Lesson 1 In-Class Discussion ✅

maxho · April 23, 2020, 5:23am

get_transforms() is imported from here - https://docs.fast.ai/vision.transform.html#get_transforms
the arguments are optional if the argument is assigned a default value as seen here

from_name_re ( path : PathOrStr , fnames : FilePathList , pat : str , valid_pct : float = 0.2 , **** kwargs ** )

valid_pct has a default value (0.2) assigned to it

Check out what **kwags are here - 1. *args and **kwargs — Python Tips 0.1 documentation
You’re probably gonna need to understand Python well

termith · April 23, 2020, 10:51am

I am playing around with Caltech Birds Dataset.

In first I’ve tried copy-paste approach. It wasn’t good enough, so I make bigger classes based on general birds titles and use stratification (so every class is presented either in train and validation dataset with given proportion), maybe ImageDataBunch do it itself, I don’t know. I’ve used my script for it.

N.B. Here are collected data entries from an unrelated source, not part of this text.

PR #1841, opened 2024-06-21
Add `ember-inflector` in docs to fix docs page (cause ember-data bug)

mkszepp:
The current `ember-data` version brakes docs page. We don't use any `ember-inflector` but `ember-data` brakes production build when there is not installed

This PR fix for the moment our docs build without downgrading `ember-data` (see https://github.com/emberjs/data/issues/9501)

The error occurs only in production build, `ember test` or also with `ember s` there works fine

### DIFF
--- a/docs/package.json
+++ b/docs/package.json
@@ -98,6 +98,7 @@
     "ember-concurrency": "^4.0.2",
     "ember-data": "~5.3.7",
     "ember-fetch": "^8.1.2",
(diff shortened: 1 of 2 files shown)


runspired:
for any future wanderers, the bug here is that ember-inflector is installed as a dependency by ember-cli-mirage, but not included in production builds if ember-cli-mirage is the only thing that brings it as a dependency, which then breaks @embroider/macros.

PR #1865, opened 2024-12-18
Fix multiple select error `TypeError Cannot read properties of null (reading 'length')`

### LINKED ISSUE #1854: TypeError Cannot read properties of null (reading 'length') on `this.searchText.length > 0`
Hi. In sentry I have some reports on `Cannot read properties of null (reading 'length')` on `this.searchText.length > 0` on [get results()](https://github.com/cibernox/ember-power-select/blob/913c85ec82d5c6aeb80a7a3b9d9c21ca9613e900/ember-power-select/src/components/power-select.ts#L293-L297)

Not sure if I am stretching the usage here, but anyways, I think ember-power-select should be resilient towards this.

Two fixes I can think of:

1) Optional chaining on all consumers of this.searchText.length (i.e. `this.searchText?.length`)

```diff
  get results(): any[] {
-    if (this.searchText.length > 0) {
+    if (this.searchText?.length > 0) {
      if (this.args.search) {
        return toPlainArray(this._searchResult || this.options);
```

2) Nullish coalescing on all assignments to this.searchText to ensure it is not null or undefined?

```diff
 @action
  _search(term: string): void {
    if (this.searchText === term) return;
-    this.searchText = term;
+    this.searchText = term ?? '';
    if (!this.args.search) {
      this.lastSearchedText = term;
      this._resetHighlighted();
    }
  }
  ```

johanrd:
…fixes cases where the result of `get(lastSelection, this.args.searchField)` is not guaranteed to be a string

see https://github.com/cibernox/ember-power-select/issues/1854#issuecomment-2551863511

close #1854

### DIFF
--- a/ember-power-select/src/components/power-select-multiple/input.ts
+++ b/ember-power-select/src/components/power-select-multiple/input.ts
@@ -77,7 +77,7 @@ export default class PowerSelectMultipleInputComponent extends Component<PowerSe
               this.args.searchField,
             );
             this.args.select.actions.search(
-              get(lastSelection, this.args.searchField),
+              get(lastSelection, this.args.searchField) || '',
             );
           }
           this.args.select.actions.open(e);


johanrd:
I guess this could also be solved also by typescript only (probably need to do a lot of conversion from `any` to generics), but having a failsafe in javascript is good anyways, I think.

mkszepp:
thank you for debugging and fix

mkszepp (approved):

mkszepp:
Released in `v8.6.1`

PR #1874, opened 2025-05-07
Allow ember-concurrency task `Promise<void>` in @search arg

johanrd:
Type support for case where ember-concurrency task.perform is set as the search function.

restartableTask<unknown, (term: string) => Promise<void>>(asyncArrowTaskFn: (term: string) => Promise<void>): TaskForAsyncTaskFunction<unknown, (term: string) => Promise<void>> (+4 overloads)

```
updateSearch = restartableTask(async (term: string) => {
    await timeout(250)
    this.router.transitionTo({ queryParams: { projectQuery: term } })
  })

<PowerSelect
@search={{this.updateSearch.perform}}
/>
```

### DIFF
--- a/ember-power-select/src/components/power-select.ts
+++ b/ember-power-select/src/components/power-select.ts
@@ -123,7 +123,7 @@ export interface PowerSelectArgs {
   search?: (
     term: string,
     select: Select,
-  ) => readonly any[] | Promise<readonly any[]>;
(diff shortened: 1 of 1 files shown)


johanrd:
okay, i see the integration tests fail. Not sure how to deal with that atm, as the search action may not return anything itself, if just writing reactive state to the url.

PR #1876, opened 2025-05-07
POC: Yield option as generic type

johanrd:
This could of course may need to be extended to the internal uses of options, results, and maybe Select, but adding this PR as a POC.

The goal is to have the yielded `{{option}}` correctly typed as passed through from what you pass in to @options

### DIFF
--- a/ember-power-select/src/components/power-select-multiple.ts
+++ b/ember-power-select/src/components/power-select-multiple.ts
@@ -4,11 +4,11 @@ import { isEqual } from '@ember/utils';
 import type { PowerSelectSignature, Select } from './power-select';
 
 // eslint-disable-next-line @typescript-eslint/no-empty-object-type
-interface PowerSelectMultipleSignature<T> extends PowerSelectSignature<T> {
+interface PowerSelectMultipleSignature<T = unknown> extends PowerSelectSignature<T> {
   // any extra property for multiple selects?
 }
 
-export default class PowerSelectMultipleComponent<T> extends Component<PowerSelectMultipleSignature<T>> {
+export default class PowerSelectMultipleComponent<T = unknown> extends Component<PowerSelectMultipleSignature<T>> {
   get computedTabIndex() {
     if (this.args.triggerComponent === undefined && this.args.searchEnabled) {
       return '-1';


mkszepp:
hmm.. i think this will be a big challange 🤔... i have tried this locally ~ 2 months ago the same, but after 1h and running from error to error i have stopped... moving `options` to generic type is tricky 😅..., but early or later we should do this, because the `any` is terrible

mkszepp:
I will close this PR, when my PR for resolving all `any` types is finished... The addon is working without `any` types, but there are some open tasks and also converting all tests to TS to ensure that everything works fine. You can follow this PR
https://github.com/cibernox/ember-power-select/pull/1906

This changes will be land in next major to avoid issues in stable v8 and that people must fix in app incorrect types.

johanrd:
@mkszepp wow, great, thanks! sounds very good :tada:

johanrd:
great! i see there is good progress on the typescript branch! really exciting!

For anyone needing yielded glint types in the mean time: I have had success adding these two files in `/types/ember-power-select/components/`:


```ts
/// power-select-multiple.d.ts
import Component from '@glimmer/component';
import type { PowerSelectArgs as OriginalPowerSelectArgs, Select } from 'ember-power-select/components/power-select';

interface PowerSelectMultipleSignature<T> {
  Element: HTMLElement;
  Args: Omit<OriginalPowerSelectArgs, 'options' | 'selected' | 'onChange'> & {
    options?: readonly T[] | Promise<readonly T[]>;
    selected?: readonly T[] | undefined;
    onChange: (selection: T[], select: Select, event?: Event) => void;
  };
  Blocks: {
    default: [option: T, select: Select];
  };
}

export default class PowerSelectMultiple<T = unknown> extends Component<PowerSelectMultipleSignature<T>> {}

```


```ts
/// power-select.d.ts
import Component from '@glimmer/component';
import type { PowerSelectArgs as OriginalPowerSelectArgs, Select } from 'ember-power-select/components/power-select';

type ArrayElement<T> = T extends readonly (infer U)[] ? U : T extends Promise<readonly (infer U)[]> ? U : never;

interface PowerSelectSignature<T> {
  Element: HTMLElement;
  Args: Omit<OriginalPowerSelectArgs, 'options' | 'selected' | 'onChange'> & {
    options?: readonly T[] | Promise<readonly T[]>;
    selected?: T | undefined;
    onChange: (selection: T | undefined, select: Select, event?: Event) => void;
  };
  Blocks: {
    default: [option: T, select: Select];
  };
}

export default class PowerSelect<T = unknown> extends Component<PowerSelectSignature<T>> {}

```

mkszepp:
yes... the TS branch is ready to go... it was a huge of work to make tests/docs... typed and shipping deprecation warnings in current 8.x version. The goal was to make the migration to 9.x easier as possible. People can resolve nearly everything in 8.x before moving to 9.x (resolving typing issues will be the biggest challanges for app's)

Right now, i'm waiting for ember 6.10 release (should be happen in ~6 weeks), to understand whats going breaking and needs to be fixed in our 8.x version / removed in 9.x...

PR #1877, opened 2025-05-10
fix: drop undesirable peers

runspired:
- @glimmer/tracking is provided by ember-source
- ember-source is assumed by both embroider and ember-cli in ways that it doesn't actually need to be a peer, and having it as one creates potential for duplicate copies that create errors in apps


mkszepp:
Here more details

https://github.com/ember-cli/ember-addon-blueprint/pull/35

Now I want to explore bounding_boxes.txt annotations for better classification. I cropped images with another script
I works perfect on my local tests.
But when I try look on my dataset with show_batch() I get this:

I assume that where are three possible causes:

I do incorrect cropping
ImageDataBunch constructor does some additional crop on my images
show_batch() method doesn’t show full images only some region (and in dataset all images are correct)

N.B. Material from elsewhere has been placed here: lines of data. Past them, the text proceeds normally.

Issue #1936, opened 2025-08-21
Plans for v9 release


mkszepp:
- [x] Improve typescript story (remove `any` types) and make necessary changes #1906 
- [x] Drop support for ember < 4.12 (#1961)
- [x] Convert helpers to plain functions and drop `ember/component/helper` usages (works with ember 4.5+) (#1906)
- [x] Remove blueprints (#1962)
- [x] Drop support for old dependencies/peerDependencies (#1963)
- [x] Drop support for passing components as string (#1906)
- [x] Remove `@embroider/util` (deprecated and not anymore needed after dropping option to pass components as string & gts convert, since ember 3.25 its recommended to pass component) (#1960)
- [x] Convert addon to gts (#1960)
- [x] Add css variables support (#1965)
  - [x] Change behavior for `$ember-power-select-line-height` => pass always with unit
- [x] Remove automatically added ember-basic-dropdown (#1964)
- [x] Drop support for `node-sass` (#1964)
- [x] Fix scss deprecations (#1964)
- [x] Remove built-in CSS/SCSS themes for Bootstrap and Material (#1964)
- [x] Fix Accessibility issue in label component (#1966)
- [x] Move to glint v2 (#1968)
  - [x] Convert test-app to gts (#1967)
- [x] Remove `ember-assign-helper` dependency (#1969)
- [x] Migrate to new addon v2 blueprint https://github.com/ember-cli/ember-addon-blueprint (#1971)
- [x] Drop support for `ArrayProxy` (not recommended since 3.x, ember data has deprecated in 4.x cycle, makes possible to remove dependency of `addObserver`/`removeObserver`) (#1974)
- [x] Check, if there is possibile to drop dependency of  `@ember/utils` after `ArrayProxy` drop (use native ways, works better with TypeScript, it will be deprecated in Polaris) (#1974)
- [x] Remove added deprecations in v8.x (#1976)

Target date: tba

mkszepp:
v9.0.0 is out

PR #1951, opened 2025-11-11
Convert helpers to plain functions and drop ember/component/helper usages

kexposito:
Remove the `ember/component/helper` and use plain functions instead as is described [here](https://github.com/cibernox/ember-power-select/issues/1936) for v9

### DIFF
--- a/test-app/tests/unit/helpers/ember-power-select-is-equal-test.ts
+++ b/test-app/tests/unit/helpers/ember-power-select-is-equal-test.ts
@@ -1,0 +1,32 @@
+import { module, test } from 'qunit';
+import {
+  emberPowerSelectIsEqual,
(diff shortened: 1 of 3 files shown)


ember-power-select/src/helpers/ember-power-select-is-group.ts
```diff
@@ -1,8 +1,7 @@
-import { helper } from '@ember/component/helper';
 import { isGroup } from '../utils/group-utils.ts';
 
-export function emberPowerSelectIsGroup([maybeGroup]: [any]): boolean {
+export function emberPowerSelectIsGroup(maybeGroup: any): boolean {
```
kexposito: here we could just now call `isGroup` directly when we use it (just 1 place) and remove this helper. same with the `isNone`, let me know if we want to do that change.

PR #1971, opened 2025-12-31
Convert to new addon v2 blueprint

mkszepp:


bwbuchanan:
@mkszepp This missed the addition of the `ember-concurrency/async-arrow-task-transform` plugin to `babel.publish.config.cjs`, resulting in a crash when attempting to use the component.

Any ideas what is going on and how can I check it?
ImageDataBunch creation code

local_data = ImageDataBunch.from_folder(Path('./images'), ds_tfms=get_transforms(), valid='validation', size=299, bs=32).normalize(imagenet_stats)

thomasSDK · April 23, 2020, 2:12pm

EDIT
The environment I was having these issues on was Gradient, still not sure why but tested out the notebook on kaggle and did not encounter any errors.

Original Post

Can anyone guide me here, working my way through lesson one and have hit a road block at The Other Data Formats section.

Specifically getting this error message when I run the Image Data From Bunch command:

tfms = get_transforms(do_flip=False)

data = ImageDataBunch.from_folder(path, ds_tfms=tfms, size=26)

/opt/conda/envs/fastai/lib/python3.6/site-packages/fastai/data_block.py:537: UserWarning: You are labelling your items with CategoryList.
Your valid set contained the following unknown labels, the corresponding items have been discarded.
7
  if getattr(ds, 'warn', False): warn(ds.warn)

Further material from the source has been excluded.